ACP Media's Fashion Quarterly appears to be Lucire's main rival, but Yan sees most of its competition coming from monthly, imported fashion magazines.



The magazine was initially to be a premium-positioned quarterly, but discussions with agencies encouraged Yan to make it a monthly.



"Since we have the regular content and the country's largest international network of fashion correspondents from our website, I didn't see a problem," he said.



The online edition, for which 85 per cent of readers log on from overseas, will continue and Yan expects the two mediums will feed off each other. Features that are exclusive to the magazine will direct people online for more information.



The title will be edited by former make-up artist Nicola Brockie, who has been promoted from Australasian beauty editor.

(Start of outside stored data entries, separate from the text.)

Issue #563, opened 2025-08-31
[Bug]: Passing --rm flag to `run` masks cause of error


anderseknert:
### I have done the following

- [x] I have searched the existing issues
- [ ] If possible, I've reproduced the issue using the 'main' branch of this project

### Steps to reproduce

Compare the output of the below command with and without the `--rm` flag.
```
> container run --rm openpolicyagent/opa:1.8.0-static version
```

### Current behavior

```
> container run --rm openpolicyagent/opa:1.8.0-static version
Error: interrupted: "internalError: "failed to start container" (cause: "interrupted: "XPC connection error: Connection interrupted"")
Ensure container system service has been started with `container system start`."
```

With `--rm`, the command fails instantaneously.

The logs provide no further insight:
```
2025-08-31 12:43:11.903878+0200 0x6b89b    Info        0x0                  7969   0    container-apiserver: [com.apple.container:APIServer] Handling container 6b1f948b-9a1d-47ab-946d-dab24912b9c1 exit. Code -1
2025-08-31 12:43:11.930672+0200 0x6c031    Error       0x0                  7969   0    container-apiserver: [com.apple.container:APIServer] xpc client handler connection error Connection invalid
```

Running the same command without `--rm`, the cause of the error is provided:
```
> run openpolicyagent/opa:1.8.0-static version
Error: internalError: "failed to start container" (cause: "internalError: "failed to start process (cause: "internal error (13): create managed process: internalError: "Cannot find User '1000' in passwd file."")"")
```

Without `--rm`, the command fails after 30 seconds or so.

Logs are also helpful (although not needed as the cause is printed to the console):
```
2025-08-31 12:48:27.430922+0200 0x6c10a    Info        0x0                  7969   0    container-apiserver: [com.apple.container:APIServer] Handling container fc075355-45e7-4158-b7cb-ffb7283c26a7 exit. Code -1
2025-08-31 12:48:27.431287+0200 0x6d08e    Error       0x0                  8699   0    container-runtime-linux: [com.apple.container:RuntimeLinuxHelper] handler for com.apple.container.sandbox/start threw error internalError: "failed to start process" (cause: "internal error (13): create managed process: internalError: "Cannot find User '1000' in passwd file."") [uuid=fc075355-45e7-4158-b7cb-ffb7283c26a7]
```

### Expected behavior

[...]

PR #1190, opened 2026-02-10
Add container copy/cp command for host-container file transfer

### LINKED ISSUE #232: [Request]: Add `container cp` command to copy files into and out of running containers

Many container runtimes offer a `cp` command which can copy files into and out of running containers.   

Usually the `cp` command has a few of main modes of operation:
* copy a single file in or out of the container
* recursively copy a directory in or out of the container
* create a tar archive of a path in the container and stream it out to the host, or receive a tar stream from the host and unpack it in the container

There are also often options to control the details of how symlinks and permissions are handled.

[Swift SDK Generator](https://github.com/swiftlang/swift-sdk-generator/) currently relies on the tar streaming mode to extract Swift SDKs from container images: [Sources/SwiftSDKGenerator/Generator/SwiftSDKGenerator.swift#L122](https://github.com/swiftlang/swift-sdk-generator/blob/af1bea6204fbd43ebd14ad62a6e05233b8ba2d30/Sources/SwiftSDKGenerator/Generator/SwiftSDKGenerator.swift#L122)

It's possible to work around the lack of `cp` by `exec`ing `tar` in the container image and piping the output to `tar` on the host, however this isn't a general solution because the container might not have a `tar` binary. 

### Code of Conduct

simone-panico:
## Type of Change
- [ ] Bug fix
- [x] New feature  
- [ ] Breaking change
- [x] Documentation update

## Motivation and Context
Closes #232.

Adds the `container copy` (aliased as `cp`) command to copy files between a running container and the local filesystem.

I saw [#1023](https://github.com/apple/container/pull/1023) and the feedback from @dcantah — the previous attempt relied on tar being installed inside the container. 
This implementation takes the recommended approach:
file transfers go through the guest agent via the existing `copyIn`/`copyOut` methods on the core `Containerization`, with no dependency on container tooling.

## Testing
- [x] Tested locally
- [x] Added/updated tests
- [x] Added/updated docs


Sources/ContainerCommands/Container/ContainerCopy.swift
```diff
@@ -0,0 +1,81 @@
...
+
+extension Application {
+    public struct ContainerCopy: AsyncLoggableCommand {
+        enum PathRef {
+            case local(String)
+            case container(id: String, path: String)
+        }
+
+        static func parsePathRef(_ ref: String) -> PathRef {
+            if let colonIdx = ref.firstIndex(of: ":") {
```
JaewonHur: You may want to use `ref.components(separatedBy: ":")`.

Sources/Services/ContainerAPIService/Client/ContainerClient.swift
```diff
@@ -297,6 +297,43 @@ public struct ContainerClient: Sendable {
         return fh
     }
 
+    /// Copy a file from the host into the container.
+    public func copyIn(id: String, source: String, destination: String, mode: UInt32 = 0o644) async throws {
```
JaewonHur: It'd be better to get `source` and `destination` as `URL` type and convert them to string here.

Sources/Services/ContainerAPIService/Client/ContainerClient.swift
```diff
@@ -297,6 +297,43 @@ public struct ContainerClient: Sendable {
...
+            throw ContainerizationError(
+                .internalError,
+                message: "failed to copy into container \(id)",
+                cause: error
+            )
+        }
+    }
+
+    /// Copy a file from the container to the host.
+    public func copyOut(id: String, source: String, destination: String) async throws {
```
JaewonHur: Same as `copyIn`

Sources/Services/ContainerAPIService/Server/Containers/ContainersService.swift
```diff
@@ -468,6 +468,24 @@ public actor ContainersService {
         }
     }
 
+    /// Copy a file from the host into the container.
+    public func copyIn(id: String, source: String, destination: String, mode: UInt32) async throws {
+        self.log.debug("\(#function)")
+
+        let state = try self._getContainerState(id: id)
+        let client = try state.getClient()
```
JaewonHur, line 774: Need to check container is running.
It's a bit different as container requires the agent in VM to be running to get the file copied.
(docker does not)

Sources/Services/ContainerAPIService/Server/Containers/ContainersService.swift
```diff
@@ -468,6 +468,24 @@ public actor ContainersService {
...
+        try await client.copyIn(source: source, destination: destination, mode: mode)
+    }
+
+    /// Copy a file from the container to the host.
+    public func copyOut(id: String, source: String, destination: String) async throws {
+        self.log.debug("\(#function)")
+
+        let state = try self._getContainerState(id: id)
```
JaewonHur, line 782: Need to check container is running.

JaewonHur:
Related to #232

docs/how-to.md
```diff
@@ -60,6 +60,31 @@ total 4
 %
 </pre>
 
+## Copy files between host and container
```
JaewonHur: This might not be needed here.

Sources/Services/ContainerSandboxService/Client/SandboxClient.swift
```diff
@@ -275,6 +275,39 @@ extension SandboxClient {
         }
     }
 
+    public func copyIn(source: String, destination: String, mode: UInt32) async throws {
+        let request = XPCMessage(route: SandboxRoutes.copyIn.rawValue)
+        request.set(key: SandboxKeys.sourcePath.rawValue, value: source)
+        request.set(key: SandboxKeys.destinationPath.rawValue, value: destination)
+        request.set(key: SandboxKeys.fileMode.rawValue, value: UInt64(mode))
```
JaewonHur, line 291: Why UInt64 here?

simone-panico: Because the `set` Method in `XPCMessage.swift` expects a UInt64

simone-panico: Do you want to handle it differently? I looked at the code again and couldn't find a better option

Sources/ContainerCommands/Container/ContainerCopy.swift
```diff
@@ -0,0 +1,84 @@
...
+extension Application {
+    public struct ContainerCopy: AsyncLoggableCommand {
+        enum PathRef {
+            case local(String)
+            case container(id: String, path: String)
+        }
+
+        static func parsePathRef(_ ref: String) -> PathRef {
+            let parts = ref.components(separatedBy: ":")
+            if parts.count == 2 {
```
JaewonHur: How about this?

```
let parts = ref.components(separatedBy: ":")
switch parts.count {
case 1:
    return .local(ref)
case 2 where !parts[0].isEmpty && parts[1].starts(with: "/"):
    return .container(id: parts[0], path: parts[1])
default:
    throw ContainerizationError(.invalidArgument, message: "invalid path given: \(ref)")
}
```

JaewonHur:
⏺ `CopyOut`/`CopyIn` Scenarios: Current vs Docker Behavior

  Scenario 1: `copy(in/out) src dst` (**`src` must exist**)

  - File, Directory → Non-existing:
    - Docker (desired): save as `dst`
    - Current: File is saved as `dst`, Directory is not supported.

  - File → File
    - Docker (desired): replace `dst`
    - Current: replace `dst`

  - Directory → File
    - Docker (desired): error
    - Current: Directory is not supported

  - File, Directory → Directory
    - Docker (desired): save under `dst`
    - Current: _**File returns error**_, Directory is not supported.

  Scenario 2: `copy(in/out) src dst/` (**`dst` must be a directory if existing**)

  - File → Non-existing:
    - Docker (desired): error no such directory
    - Current: _**`dst` is created and `src` file is saved under `dst`**_.

  - Directory → Non-existing:
    - Docker (desired): save as `dst`
    - Current: Directory is not supported.

  - File, Directory → Directory
    - Docker (desired): save under `dst`
    - Current: File is saved under `dst`. Directory is not supported.

  Scenario 3: `copy(in/out) src/ dst` (**src must be an existing directory**)

  - Directory → Non-existing:
    - Docker (desired): save as `dst`
    - Current: Directory is not supported.

  - Directory → File
    - Docker (desired): error
    - Current: Directory is not supported.

  - Directory → Directory
    - Docker (desired): save under `dst`
    - Current: Directory is not supported.

  Scenario 4: `copy(in/out) src/ dst/` (**src must be an existing directory & dst must be a directory if existing**)
 
  - Directory → Non-existing:
    - Docker (desired): save as `dst`
    - Current: Directory is not supported.

  - Directory → Directory
    - Docker (desired): save under `dst`
    - Current: Directory is not supported.

JaewonHur:
Hi @simone-panico
Above I summarized the desired behavior and current behavior.

The bold italic phrases are what is different from desired behavior (i.e., docker) now, and can be addressed.

Below is general comments.

1. Copying directory is not supported yet, we need to handle it later.
2. If `dst/`, it would be better to check in command line if `dst` is directory if it exists.

Sources/ContainerCommands/Container/ContainerCopy.swift
```diff
@@ -0,0 +1,84 @@
...
+
+        @Argument(help: "Destination path (container:path or local path)")
+        var destination: String
+
+        public func run() async throws {
+            let client = ContainerClient()
+            let srcRef = Self.parsePathRef(source)
+            let dstRef = Self.parsePathRef(destination)
+
+            switch (srcRef, dstRef) {
```
JaewonHur, line 64: We need a sanitization logic here to check local path.

1. If `localPath` is source
  a. Check if file or directory at `localPath` exists.
  b. If `localPath` ends with `/`, check it's directory.

2. If `localPath` is dest
  a. If `localPath` ends with `/`, need to check if it's not existing or a directory.

Then, we need to extend `destURL` correctly following the comment I left.

JaewonHur:
Hi @simone-panico 
Could you try this PR with apple/containerization#474, which supports copying directories.

You may need to build this project with local containerization ([BUILDING.md](https://github.com/apple/container/blob/main/BUILDING.md#develop-using-a-local-copy-of-containerization)), and wire up `SandboxService`.

dcantah:
@JaewonHur the change above does not allow copying directories. It adds a tar reader/writer that will be used to support this, but it's not in the change itself.

simone-panico:
If you’re interested, I could try to create a Directory Copier within `containerization`. It would also be a great challenge for me

simone-panico:
@JaewonHur @dcantah, I created [apple/containerization#543](https://github.com/apple/containerization/issues/543) for clarity. 

As soon as [apple/containerization#474](https://github.com/apple/containerization/pull/474) is merged I think I could start with implementing the directory copying. What do you think?

JaewonHur:
Hi @simone-panico, sorry for the delay!

We have an internal discussion how to better support `container cp`, and want to pause this for now. We will definitely revisit this PR once every thing becomes clear! Thanks!

simone-panico:
Hey Guys, I experimented a bit with the [ContainerizationTar](https://github.com/apple/containerization/pull/474) and got a running version for Copying Directories [#563](https://github.com/apple/containerization/pull/563/changes). It would be great if you could give me a short Feedback if that is the right way to go

JaewonHur:
Hi @simone-panico, sorry for the late reply!

We finally merged support copying directory in containerization (apple/containerization#571).

Previously, we did custom implementation of tar reader/writer (apple/containerization#474) for vminitd (which runs in linux VM) as the swift linux sdk didn't include libarchive.
However, they are finally included, and we are back using it so that we can copy directories using tar.

You would be able to check it under apple/containerization#571, and we can continue this PR to add full support for `container copy` :)

Sources/Services/ContainerAPIService/Client/XPC+.swift
```diff
@@ -124,14 +124,19 @@ public enum XPCKeys: String {
     case volumeContainerId
 
     /// Container statistics
-    case statistics
+    case statisticshttps://github.com/apple/container/pull/1190/conflict?name=Sources%252FHelpers%252FAPIServer%252FAPIServer%252BStart.swift&ancestor_oid=53175b91c6a1d7019854596f41660d0e45600ba0&base_oid=155d6c3448d8a05053ad3494b8ab58ef619757b2&head_oid=f5de594190fdf80b039e02950c732a203ddaeca0
```
JaewonHur: Oops sorry! It was wrongly introduced while merging the branch.
Could you fix it later?

JaewonHur:
Here is test script.
You can run either `./run_copy_test.sh docker` or `./run_copy_test.sh container`.

[run_copy_tests.sh](https://github.com/user-attachments/files/25879578/run_copy_tests.sh)

JaewonHur:
Current test result

```
=========================================
Test Results Summary
=========================================
Total : 70
Passed: 54
Failed: 16

Failed tests:
  ✗ CopyOut S2: Directory → Non-existing/: succeeds
  ✗ CopyOut S2: Directory → Non-existing/: dst created
  ✗ CopyOut S2: Directory → Non-existing/: dst/file1.txt
  ✗ CopyOut S4: Directory/ → Non-existing/: succeeds
  ✗ CopyOut S4: Directory/ → Non-existing/: dst created
  ✗ CopyOut S4: Directory/ → Non-existing/: dst/file1.txt
  ✗ CopyIn S1: File → Existing directory: succeeds
  ✗ CopyIn S1: File → Existing directory: dst/file.txt exists
  ✗ CopyIn S1: Directory → Existing directory: dst/dir exists
  ✗ CopyIn S1: Directory → Existing directory: dst/dir/file1.txt
  ✗ CopyIn S2: File → Non-existing/: errors
  ✗ CopyIn S2: Directory → Non-existing/: dst/file1.txt
  ✗ CopyIn S3: Directory/ → Existing directory: dst/dir exists
  ✗ CopyIn S3: Directory/ → Existing directory: dst/dir/file1.txt
  ✗ CopyIn S3: Directory/ → Existing directory: dst/dir/sub exists
  ✗ CopyIn S4: Directory/ → Non-existing/: dst/file1.txt
```

JaewonHur:
`./run_copy_test.sh container` has some failing cases.

simone-panico:
> `./run_copy_test.sh container` has some failing cases.

Yes, I already saw it, but Thank you very much 😄 
I haven't had a chance to dig into it yet, but I believe this is a deeper issue. I think there is also a bug in the containerization implementation, but not 100% sure. 
I will get back to you :)

JaewonHur:
Thank you! :)

simone-panico:
Hey @JaewonHur, all the tests are passing now :) 
As mentioned, I had to make some changes in [586#containerization](https://github.com/apple/containerization/pull/586) to get everything working. All the changes I made to Containerization were done before to the [grpc-swift-2 upgrade](https://github.com/apple/containerization/pull/578), since they wouldn't have been compatible with container otherwise. Once [1308#Container](https://github.com/apple/container/issues/1308) is done and merged I'll adapt the changes and run the tests again.

JaewonHur:
Hi @simone-panico thank you so much for all your hard work!

I looked into the code, but my small concern is whether it is the best approach to modify vminitd API. Current vminitd's `copy(src, dst)` API, looks to me, has clear semantics: create `dst` if non-existing, overwrite if both `src` and `dst` are files, extract to `dst` if both are directories, otherwise error. Adding additional parameters here might make it unclear for later implementation of new vminitd.

On the other hand, I see the problem is we cannot stat whether a given path in guest container is file, directory or non-existing.

We might need more discussion. One possible other direction would be to rely on exception handling. For example, given `container cp foo guest:/bar/`, first try `copy(foo, guest:/bar/foo)`, and if it fails, then try `copy(foo, guest:/bar)` if `foo` is directory.

@dcantah @jglogan Do you have any thoughts?

simone-panico:
> Hi @simone-panico thank you so much for all your hard work!
> 
> I looked into the code, but my small concern is whether it is the best approach to modify vminitd API. Current vminitd's `copy(src, dst)` API, looks to me, has clear semantics: create `dst` if non-existing, overwrite if both `src` and `dst` are files, extract to `dst` if both are directories, otherwise error. Adding additional parameters here might make it unclear for later implementation of new vminitd.
> 
> On the other hand, I see the problem is we cannot stat whether a given path in guest container is file, directory or non-existing.
> 
> We might need more discussion. One possible other direction would be to rely on exception handling. For example, given `container cp foo guest:/bar/`, first try `copy(foo, guest:/bar/foo)`, and if it fails, then try `copy(foo, guest:/bar)` if `foo` is directory.
> 
> @dcantah @jglogan Do you have any thoughts?

Yeah, I completely see your point, it's not the most elegant solution. I think handling it with the retry approach is also not the best solution, because if it starts creating and writing files and then fails we would need to first delete everything and then recreate. 

Another option could be by making a `Stat RPC` that gives back two Bools (`exists` and `is_directory`). Like that we could handle the logic in `Container` but get the relevant Information we need. Something like the [Unix stat syscall](https://www.ibm.com/docs/en/i/7.6.0?topic=ssw_ibm_i_76/apis/stat.html).

JaewonHur:
> if it starts creating and writing files and then fails we would need to first delete everything and then recreate.

Could you describe more how it fails in the middle of writing files? I thought vminitd's `copy` would fail before starting any persistent change if initial conditions don't meet.

> Another option could be by making a Stat RPC that gives back two Bools (exists and is_directory). Like that we could handle the logic in Container but get the relevant Information we need. Something like the [Unix stat syscall](https://www.ibm.com/docs/en/i/7.6.0?topic=ssw_ibm_i_76/apis/stat.html).

Yes, we might modify current `copy` RPC or add an RPC for `stat`.

simone-panico:
> `container cp foo guest:/bar/`, first try `copy(foo, guest:/bar/foo)`, and if it fails, then try `copy(foo, guest:/bar)` if `foo` is directory.

I initially thought the first `copy(foo, guest:/bar/foo)` would create parent directories as a side effect, making rollback necessary. But actually we can do `copy(foo, guest:/bar/foo, createParents: false)` on the first call, so it fails.  
My Bad ;)


> Yes, we might modify current `copy` RPC or add an RPC for `stat`.

Sure, just let me know what the team decides and I'll implement it :)

JaewonHur:
Thanks a lot! :)
Will be in touch soon!

JaewonHur:
Hi @simone-panico we'd like to keep the API change in vminitd as small as possible.

Would it be able to achieve it without changing vminitd?

simone-panico:
> Hi @simone-panico we'd like to keep the API change in vminitd as small as possible.
> 
> Would it be able to achieve it without changing vminitd?

Hey, yeah sure, I'll try it :)

vxnkjyffmq-code (approved):

JaewonHur:
Hi @simone-panico 

Following is my pseudo code.

Given `cp src dst`
1. If `dst` is directory
  * copy `src` to `dst/src`
2. If `dst` is file
  * `src` must be file, and `dst` is replaced with `src`.
3. If `dst` is not existing
  * If `dst` has trailing `/`, and `src` is file, error
  * else, just create `dst` and write `src`

Based on it, I thought how the logic would be if we can get an error root cause from the failed copy (going retry approach).

Given `cp src dst`, we perform the following logic (`copy` in the following I mean vminitd's `copy`)
```
if copy src to dst/src succeeds,
    done
else
    if the error indicates dst = file
        if src = file
            copy src to dst
        else
            error
    else if the error indicates dst = non-existing
        if src = dir
            copy src to dst
        else
            if dst ends with "/"
                error
            else
                copy src to dst
    else
        error
```

It's so ugly lol. But, without something like `stat` RPC, I cannot come out with something better.
(actually we are using that error message instead of `stat`)

Oh but this logic only works for `copyIn` scenario as we need to stat `src`.
For `copyOut`

```
If dst = directory
    copy src to dst/src
else
    if dst ends with "/"
        copy src to dst
        then, check if src is file, and yes, then remove and error
    else
        copy src to dst (and let it error if those type are different)
```

LOL it's even more ugly.


How do you think?

simone-panico:
Hey @JaewonHur, Thank you for the Pseudo.
Yes, it's not the prettiest . I'd still highly recommand adding a `Stat RPC`. 
That said, I went ahead and implemented it using the exception handling approach (like your Pseudo) and all the Tests are passing :)

I also found a bug that I had to fix in [590#containerization](https://github.com/apple/containerization/pull/590), so that PR needs to be merged first. 

If you and your team change your mind about the `Stat RPC`, I'd be happy to do that!

JaewonHur:
@simone-panico Thanks for all your hard work :)

Give me a few more time til we decide the best direction!

simone-panico:
Hey @JaewonHur, I hope you're doing great. 
Do you have any updates?

JaewonHur:
Hi @simone-panico sorry for delay 🥲
I made a PR for supporting `stat` in `vminitd` (apple/containerization#614), but waiting there for adding test.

It will have fashion, beauty, travel and lifestyle sections.



The first edition will have a print-run of 20,000, and will contain fashion week previews from San Francisco, Stockholm, Australia, New Zealand and New York, with preview sketches of designer collections.



"We're hoping for a good first quarter from the New Zealand market, then we will look to expand into other countries," Yan said.



He has plans for an Australian edition next year and has America in his sights for 2006.



Eventually, Yan hopes people will be able to pick up the magazine from news-stands in any country and continue reading the same articles, with international trends translated into what readers can buy in their cities.



"Lucire is about uniting people. We're tapping into the fact we are becoming more global, and people have global tastes," he says.



Yan hopes the magazine will lift New Zealanders' fashion horizons with its international flavour, but says 80 per cent of its content will be local.



Despite its premium positioning, Lucire will feature all manner of labels, "because that's what people are about today".



"While we love Trelise Cooper, Zambesi and Karen Walker, we'll be making sure the smaller K Rd and Cuba St labels get coverage as well," Yan says.



"If it's good quality, it will get in there. Fashion is fashion, we don't care how much it costs."



Contributors from all over the world will provide content, but Lucire will be produced by about 12 staff in Auckland and Wellington, and Yan says he wants to keep it that way.



"It will stay very much a New Zealand title and that's to our advantage. The New Zealand voice translates beautifully into America. They love the way we talk and write."



Yan says Lucire will carry a strong Kiwi look and feel, describing the style as "Kiwi modernism".



Although it is a women's magazine, Yan says men will be able to read it.



"They will be well catered for with a male grooming section featuring the latest accessories and products."



Lucire will be published in a 23.5cm by 33.5cm format, similar to Urbis magazine, and will sell for $9.45.